Why is it important to answer this question?
Although we have become pretty good at reading out the full DNA code thanks to recent technological developments, it is still quite hard to interpret what small changes in the DNA actually do. By using human cell models in the lab, we can test whether such genetic changes do something to the function of the gene. With that information we can understand whether a change in the DNA can indeed be linked to a disorder, and also why certain genetic changes can have quite different disorder outcomes than other changes, sometimes even changes occurring in the same gene. This way, we can provide a better diagnosis, and adjust therapy, but it could also change where and how we look for potential treatments.
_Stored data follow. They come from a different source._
PR #2304, opened 2026-07-21
fix(desktop): re-arm relay-mesh runtime when the ingress is dead

Bartok9:
Refs #2062

Re-arm relay-mesh when local ingress (`:9337`) dies: probe `/v1/models`, debounce before eviction, drop stale runtime, re-arm via `ensure_relay_mesh_for_record`. Recovery sequence: dead probe streak → drop handle (bounded stop) → ensure re-arm → clear sentinel last_error on live.

Post-launch watchdog + identity-safe eviction; stopped agents not resurrected.

Issue #2062, opened 2026-07-18
Relay-mesh agents silently stop replying if mesh runtime drops after launch (no self-heal)


micspiral:
## Summary

Relay-mesh (Buzz shared compute) agents **silently stop replying** if the mesh runtime drops at any point after app launch. No error surfaces to the user and nothing re-arms the runtime until an agent is manually (re)started.

## Repro

1. Launch desktop with a relay-mesh agent; mesh runtime comes up, ingress on `127.0.0.1:9337`, bot replies fine.
2. Leave the app running for an extended period (overnight), or otherwise have the embedded mesh runtime exit/wedge.
3. Send the bot a message → **no reply, no error**.
4. Manually start/create an agent → `ensure_relay_mesh_for_record` runs again, re-arms `9337`, replies resume.

Observed live: `9337/3131 NOT listening` while `goose acp` agent subprocesses were still running and healthy; `curl 127.0.0.1:9337/v1/models` → connection refused. A remote peer (M4) was serving the model the whole time, so compute availability was never the issue.

## Root cause

`ensure_relay_mesh_for_record` (which brings up the local mesh client node / OpenAI ingress) is only invoked:

- at launch — `managed_agents/restore.rs` (`restore_managed_agents_on_launch`)
- on agent create/start — `commands/agents.rs` (`start_local_agent_with_preflight`)

There is **no periodic re-arm and no liveness check** tying the mesh runtime to agent message dispatch. If `state.mesh_llm_runtime` becomes `None` (runtime exited, or a bad restart left a zombie — cf. `"timed out after 5s waiting for embedded mesh runtime thread to exit"`), relay-mesh agents keep running but point at a dead ingress. The failure is invisible.

## Impact

Any long-lived desktop session using shared-compute agents will eventually see bots go quiet with no indication why. This is the dominant "shared compute is broken" user-facing symptom even though discovery, transport, and remote serving are all healthy.

## Suggested fix (options)

1. **On-demand re-arm:** before dispatching a message to a relay-mesh agent (or in the agent reconcile loop), if `mesh_llm_runtime.is_none()` or the ingress is unreachable, call `ensure_relay_mesh_for_record` / `ensure_client_node_for_model` to bring it back.
2. **Liveness + surfaced error:** health-check the runtime periodically; if it's down and can't be restored (e.g. no live serving member), surface a visible "shared compute offline" state on the agent instead of silent non-reply.
[...]

PR #2823, opened 2026-07-25
fix(desktop): supervise and re-arm relay-mesh runtime

micspiral:
Refs #2062

This carries forward the relay-mesh recovery work from #2304 by @Bartok9 (cherry-picked with original authorship/sign-offs) and adds the startup/readiness supervision and packaging fixes found while validating it against a real two-machine Buzz setup.

## From #2304

- Watch the local OpenAI ingress (`:9337`) after launch and re-arm a stale relay-mesh runtime.
- Require consecutive failed probes before eviction so a transient inference stall does not cause a cold restart.
- Bound stale-runtime shutdown, preserve runtime identity across the asynchronous probe, and never evict a concurrent replacement.
- Re-arm only for agents that are actually running; deliberately stopped agents stay stopped.
- Persist an actionable sentinel error under the managed-agent store lock and clear only that error after recovery.
- Treat serve-to-client fallback as an intentional fail-safe; configured serve restoration remains on its existing path.

## Added here

- Use the inference ingress (`:9337`), rather than management port `:3131`, as Buzz's client-readiness boundary. A usable client no longer fails or holds agent-save open merely because management startup is still pending.
- Supervise the embedded SDK startup asynchronously, publish a pending status while management is unavailable, and keep its mesh identity alive.
- Avoid racing a replacement while SDK startup still owns the embedded runtime. If that pending startup later loses ingress while a running agent still needs it, request a controlled Buzz restart to reclaim the otherwise-unreachable SDK thread.
- Defer roster-driven replacement while client management startup is pending.
- Keep post-launch recovery in a dedicated module so the mesh entry point remains within the desktop file-size gate.
- Explicitly mark generated Unix sidecars executable. On macOS, copying over an existing non-executable destination preserved its old mode, causing packaged `buzz-acp`, `buzz-agent`, and tool sidecars to be reported as missing.

## Validation

Automated:

- `just ci` — passed, including formatting, Clippy with warnings denied, desktop/web/mobile checks and tests, and builds.
- Full Tauri mesh-feature suite — 1,702 passed, 0 failed, 15 ignored.
- Mesh-feature Clippy with `-D warnings` — passed.
- Release macOS app bundle with `mesh-llm` — built successfully; every bundled sidecar passed executable-mode and deep code-signature verification.

Live two-machine E2E:

- M5: released Buzz serving `unsloth/gemma-4-26B-A4B-it-GGUF:UD-Q4_K_M`.
- Mac mini: this branch's packaged Buzz running a saved `buzz-agent`/relay-mesh agent.
- Confirmed `:9337` accepted inference and the saved ACP harness started with no error while `:3131` was still unavailable.
- Exact inference succeeded before restart (`CORRECTED-MINI-E2E-OK`).
- Bespoke Buzz shut down cleanly in 2.3s, then restored ingress and the saved harness in 18.8s while `:3131` was still unavailable.
- Exact inference succeeded after restart (`AFTER-RESTART-E2E-OK`).
- A real Buzz `@C55` message traversed desktop → `buzz-acp` → `buzz-agent` → mini `:9337` → M5 compute and published the requested reply successfully.

### DIFF
--- a/desktop/scripts/check-file-sizes.mjs
+++ b/desktop/scripts/check-file-sizes.mjs
@@ -400,7 +400,16 @@ const overrides = new Map([
   // transition lock doc broadened to cover all protected-PID transitions, and
   // clear_agent_session_caches (per-pubkey retain) added alongside the
   // per-key clear. Load-bearing identity-contract change; queued to split.
-  ["src-tauri/src/app_state.rs", 1081],
+  // +8 (1081 -> 1089): mesh re-arm watchdog (#2304) adds mesh_ingress_dead_probes
+  // AtomicU32 counter on AppState for consecutive dead-probe debounce. Narrow
+  // counter field + init spars; still queued to split more AppState sections.
+  ["src-tauri/src/app_state.rs", 1089],
+  // mesh_llm re-arm watchdog + Brad/micspiral correctness suite (#2304):
+  // probe/evict identity gate, bounded stop timeout, process-map filter,
+  // store-lock error persistence, consecutive-probe debounce, sentinel-cleared
+  // last_error. Load-bearing recovery path; queued to split re-arm helpers
+  // into mesh_llm/rearm.rs. Ratchet covers current size after rustfmt.
+  ["src-tauri/src/commands/mesh_llm.rs", 1410],
   // multi-slot splitting + no-op suppression (#1309): the ReadStateManager
   // class grew from ~700 lines to ~1019 with the addition of
   // splitContextsIntoBudgetedSlots (pure fn + 5 tests), publishSplitSlots,
--- a/desktop/scripts/check-file-sizes.mjs
+++ b/desktop/scripts/check-file-sizes.mjs
@@ -400,16 +400,10 @@ const overrides = new Map([
   // transition lock doc broadened to cover all protected-PID transitions, and
   // clear_agent_session_caches (per-pubkey retain) added alongside the
   // per-key clear. Load-bearing identity-contract change; queued to split.
-  // +8 (1081 -> 1089): mesh re-arm watchdog (#2304) adds mesh_ingress_dead_probes
-  // AtomicU32 counter on AppState for consecutive dead-probe debounce. Narrow
-  // counter field + init spars; still queued to split more AppState sections.
-  ["src-tauri/src/app_state.rs", 1089],
-  // mesh_llm re-arm watchdog + Brad/micspiral correctness suite (#2304):
-  // probe/evict identity gate, bounded stop timeout, process-map filter,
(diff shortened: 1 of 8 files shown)


Bartok9:
### Contributor note from #2304 (Bartok9)

@micspiral — thank you for taking this over after validating against a real two-machine setup. Moving here as a fellow contributor (happy for you to keep driving the code).

**Credit:** Clean and appreciated. PR body credits #2304; 7 commits remain authored/signed as **Bartok9** (`ee358742ff`…`1032e72e29`), then your two additions (`694beb5` supervise client readiness · `3541834` sidecar `chmod`). Exactly the pattern we hoped for.

**What I dual-checked against the #2304 intent + your.additions**
- Ingress contract is the agent-facing one (`:9337` `/v1/models`), not management `:3131` — matches Brad’s call-path review class and remove the “alive handle, dead ingress” hang.
- Debounce / streak keyed to **runtime id**, foreground closed-port vs watchdog consecutive failures, identity pin before `take()`, bounded stop + port-release wait, serve→client fail-safe documented — still hold.
- Only **running** relay-mesh agents re-arm; stopped agents stay stopped; sentinel-prefixed `last_error` clear-on-success only — still hold.
- Your **Starting** client path + independent ingress supervision + no agent-save hang on management pending — excellent operational catch; tests for pending status / failed startup reinforce it.
- Sidecar `chmod 755` after `cp` on Unix — good packaging fix for the placeholder-mode trap.

**Checks:** Desktop/E2E/DCO/lint green from here; MERGEABLE, waiting on review protections.

**Optional polish** (your call — zero pressure; offering eyes only):
1. **RestartRequired from the background watchdog** — gated on already-running consumers, which is right. If users ever report surprise app restarts during first client spin-up after a cold install with many mesh agents auto-starting, a user-visible toast before `request_restart()` might soften the landing (keep the restart itself).
2. **Ingress probe “success”** — currently any successful `/models` counts as Live. If the SDK ever returns 200 with an empty/degraded model list while inference is wedged, you may want a secondary signal later; not blocking, just a future follow-up if multi-base dogfood sees it.
3. **Watchdog backoff** — errors double sleep (15→120s); Thor `Ok(())` while still Debouncing resets to 15s, which mirrors “keep sampling while debouncing.” Intentional and fine; noting only so reviewers don’t reverse it thinking it’s thrash.

I will **close #2304** as superseded by this PR (full cherry-pick + your ops layer). Happy to review further revisions, reproduce dogfood nits, or ship a small follow-up PR if you want a fix coded passively — or stay in review-only mode if you prefer to implement everything yourself.

Refs #2304 · #2062

tlongwell-block (approved):

PR #3839, opened 2026-07-31
desktop: show Goose updates when available

lifeizhou-ap:
## Summary

- keep every installed Goose runtime Ready and launchable
- check the installed version against the latest stable release only from Settings → Agents
- show Update only when Goose is behind, checking once per active community with manual Check again refresh
- run `update` through the resolved Goose binary and recheck availability after success

## Why

Goose releases separately from Buzz, so users may not know when an update is available. Buzz should let users update Goose from Settings without preventing them from using the version already installed. If the update check fails, Goose should still remain ready to use.

## User experience

- Goose not installed: Install
- Goose current, checking, or check failed: Ready
- Goose behind latest stable: Ready + Update
- Successful update: recheck and remove Update when current

## Testing

- `just desktop-check`
- `just desktop-test` (3,879 passed)
- `just desktop-tauri-clippy`
- `just desktop-tauri-test` (2,018 passed; 14 ignored)
- `pnpm build:e2e`
- `pnpm exec playwright test tests/e2e/goose-update-screenshots.spec.ts --project=smoke` (2 passed)


lifeizhou-ap:
🤖 ### Goose update states

Current Goose stays simply Ready.

goose-current

A confirmed older Goose adds an optional Update action without blocking readiness.

goose-update-available

lifeizhou-ap:
video


https://github.com/user-attachments/assets/f413ad24-db9b-4edc-8045-db88d887055d

Chessing234:
neat. maybe rate-limit the check-again button so we dont hammer github releases from every community switch

desktop/src-tauri/src/commands/agent_discovery.rs
```diff
@@ -316,16 +317,12 @@ fn install_acp_runtime_blocking(
...
-            for cmd in runtime.cli_install_commands_for_os() {
-                let result = run_install_command_with_retry("cli", cmd, &reporter);
-                let success = result.success;
-                steps.push(result);
-                if !success {
-                    return Ok(reporter.failed(steps));
-                }
-            }
+    for (step, command) in cli_setup::plan(runtime) {
+        let result = run_install_command_with_retry(step, &command, &reporter);
```
wesbillman, line 321: **Blocking:** this sends `goose update` through installer retry semantics. `run_install_command_with_retry` retries every nonzero process exit up to three times, but a self-update can replace/mutate the installation and then fail during later work. A nonzero exit therefore does not establish that retrying is safe; the next attempt may run a changed or partially updated binary. Updates need single-attempt execution unless Goose exposes a proven pre-mutation retry signal.

— Carl, reviewing on Wes's behalf

desktop/src-tauri/src/commands/goose_update.rs
```diff
@@ -0,0 +1,334 @@
...
+}
+
+/// Check whether the resolved Goose CLI is behind the latest stable release.
+///
+/// The command is called only by Settings. It never runs `goose update` and
+/// therefore cannot modify the installed binary.
+#[tauri::command]
+pub async fn check_goose_update_status() -> Result<GooseUpdateStatus, String> {
+    let installed_version = tokio::task::spawn_blocking(|| {
+        let path = crate::managed_agents::resolve_command("goose")
```
wesbillman, line 42: Detecting that Goose is outdated is useful, but resolving a binary named `goose` does not establish that Buzz owns its lifecycle. This may be a Homebrew, Nix, or otherwise externally managed install, and other harnesses remain externally managed. Please use the detected state to show an **Update instructions** link to Goose's official docs rather than invoking self-update from Buzz. That gives users a useful signal without silently making Buzz responsible for one vendor's package management.

— Carl, reviewing on Wes's behalf

wesbillman (changes requested):
The update-availability detection is useful, but Buzz should not become a Goose-only package manager without an explicit lifecycle-ownership policy. Please keep the version check and replace the in-app mutation with a link to Goose's update/install documentation (or package-manager guidance). That is consistent with how Buzz treats other externally managed harnesses and avoids overwriting Homebrew/Nix/otherwise managed installations. If Buzz deliberately decides to manage Goose as an exception later, that needs install provenance/capability gating and single-attempt update semantics.

I also left a blocking inline correctness comment on the current retry path. CI being green does not exercise failure after the updater has already mutated the installation.

— Carl, reviewing on Wes's behalf

wpfleger96:
🤖 hey @lifeizhou-ap — thanks for putting this together, the detection half of this is genuinely solid work.

I'm with Wes on the direction here: we don't want Buzz mutating harness binaries it doesn't own (`resolve_command` picks up whatever's on PATH, including brew/nix-managed installs), so let's rescope this PR to detection + link-out. Concretely:

**Keep** — `check_goose_update_status` (the version probe + GitHub release check with the timeouts and redirect validation), the Ready/Update UI states, the failure-isolation design where a failed check never blocks readiness, and all the detection tests. That's most of the PR and it's well built.

**Change** — the Update button should open Goose's update docs instead of running the installer. The URL already exists in the catalog metadata (`cli_install_instructions_url`). Maybe rename it to something like "Update available ↗" so it reads as informational rather than an action Buzz performs.

**Drop** — the `cli_setup.rs` mutation path (`<goose> update`), the `install_acp_runtime` rewiring, the post-update invalidation, and the click-through-update e2e flow.

**One fix in the same pass** — the update check re-runs on every community switch because the `QueryClient` is created inside the community-keyed provider, even though the status is machine-global. Worth moving the release lookup to app/module scope so it fires once per session (with the explicit "check again" refetch kept).

One design note while you're in there: keep the release-lookup config (URL, parse strategy) in per-runtime metadata rather than hardcoding `goose` into shared types — we'll likely want the same detection for other harnesses later, and separately we're planning to pin a minimum supported Goose version once the scheduler fix ships in a release. This PR doesn't need to build either of those, just shouldn't make them harder.

PR #3843, opened 2026-07-31
fix(desktop): find profileless users by pubkey

alebairos:
## Summary

Allow Desktop channel member search to resolve an exact 64-character hex
pubkey or exact npub even when that community member has no kind-0 profile.

Exact identity queries now fetch the profile event and NIP-43 membership
snapshot together. Profile metadata is preserved when present; otherwise a
bare-key candidate is returned only when the identity is in the community
roster. Existing full-text profile/name search remains unchanged.

The client-side candidate ranker also recognizes canonical npub values so the
exact backend result is not filtered out before display.

### Related issue

N/A. No matching open issue or pull request was found.

### Testing

- `just ci`
  - workspace formatting and strict Clippy
  - repository unit suites
  - Desktop checks, full tests, production build, and Tauri checks
  - web checks and production build
  - mobile analysis and full tests (`875 passed`, `1 skipped`)
- Desktop native suite: `1,855 passed`, `14 ignored`
- Desktop mixer diagnostics: `3 passed`
- Regression tests cover exact hex, exact npub, a profile-less NIP-43 member,
  non-member rejection, open-relay fallback, and client-side npub ranking.
- Physical HITL test against `wss://buzz.alebairos.xyz`:
  - exact hex lookup found and added the profile-less Android identity;
  - exact npub lookup found and added the same identity;
  - independent channel-roster queries confirmed membership in both test
    channels.

There is no visual layout change, so before/after screenshots are not
applicable. Post-invite profile editing remains a separate follow-up.

### DIFF
--- a/desktop/src-tauri/src/commands/profile.rs
+++ b/desktop/src-tauri/src/commands/profile.rs
@@ -1,6 +1,7 @@
 use std::collections::HashMap;
 
 use buzz_core_pkg::PresenceStatus;
+use nostr::PublicKey;
 use serde_json::Value;
 use tauri::State;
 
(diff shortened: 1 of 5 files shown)


Chessing234:
handy for bare keys. please make sure a typo of 63 hex chars still falls through to normal search and doesnt error the whole picker

alebairos:
Confirmed: exact-key lookup requires exactly 64 hex characters (or a valid npub). A 63-character hex typo returns `None` from exact parsing and continues through the existing NIP-50 search path.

Can you tell us about one particular project?
One of the projects of my thesis started when we got contacted by collaborators from the UK, who found a child with a severe speech delay, and a genetic change in a gene that had not been associated with any disorder so far. In a large international collaboration, we looked for more people with genetic defects in that gene, and what we noticed was that there seemed to be two different groups of patients. One group had very severe symptoms, including epilepsy and sometimes even early death, while the other group had relatively mild symptoms. These two groups had different types of genetic changes, but both affected the same gene. We then went into the lab, to see if we could show that these different types of genetic defects have different effects on the function of the gene in human cells, and we could. The gene that was affected normally controls the activity of many other genes. While the genetic changes found in people with a mild syndrome stopped this control function, the changes in the severe form of the disorder made the gene actually work harder, not only changing the activity of the target genes but possibly affecting many other genes as well.

What was your most interesting finding?
I think the project I described in the previous section was a very exciting one. It was very striking to see how well the biological findings from the lab fitted with what we were observing in people with the developmental disorder. This allowed us to identify two distinct disorders associated with problems in the same gene.

What are the implications of this finding? How does this push science or society forward?
With this project we showed that if we want to better understand why genetic syndromes can sometimes have different symptoms, it is important that we study the genes closely. Where in the gene are the changes? What do they do to its function? And if they have different effects on its function, can we link that back again to differences that we observe in the symptoms of genetic syndromes?

What do you want to do next?
In the last twenty years, we have made very big steps in finding genetic causes in disorders. Many different genes have now been linked to disorders. But we are now moving beyond the idea of ‘one gene, one disorder’, as biology seems often to be way more complex than that. Human cell models in the lab will be a crucial tool to understand the importance and effects of genetic changes in human disorders. I think there is still a lot to do and investigate, and I hope to continue working in this exciting research field for a bit longer.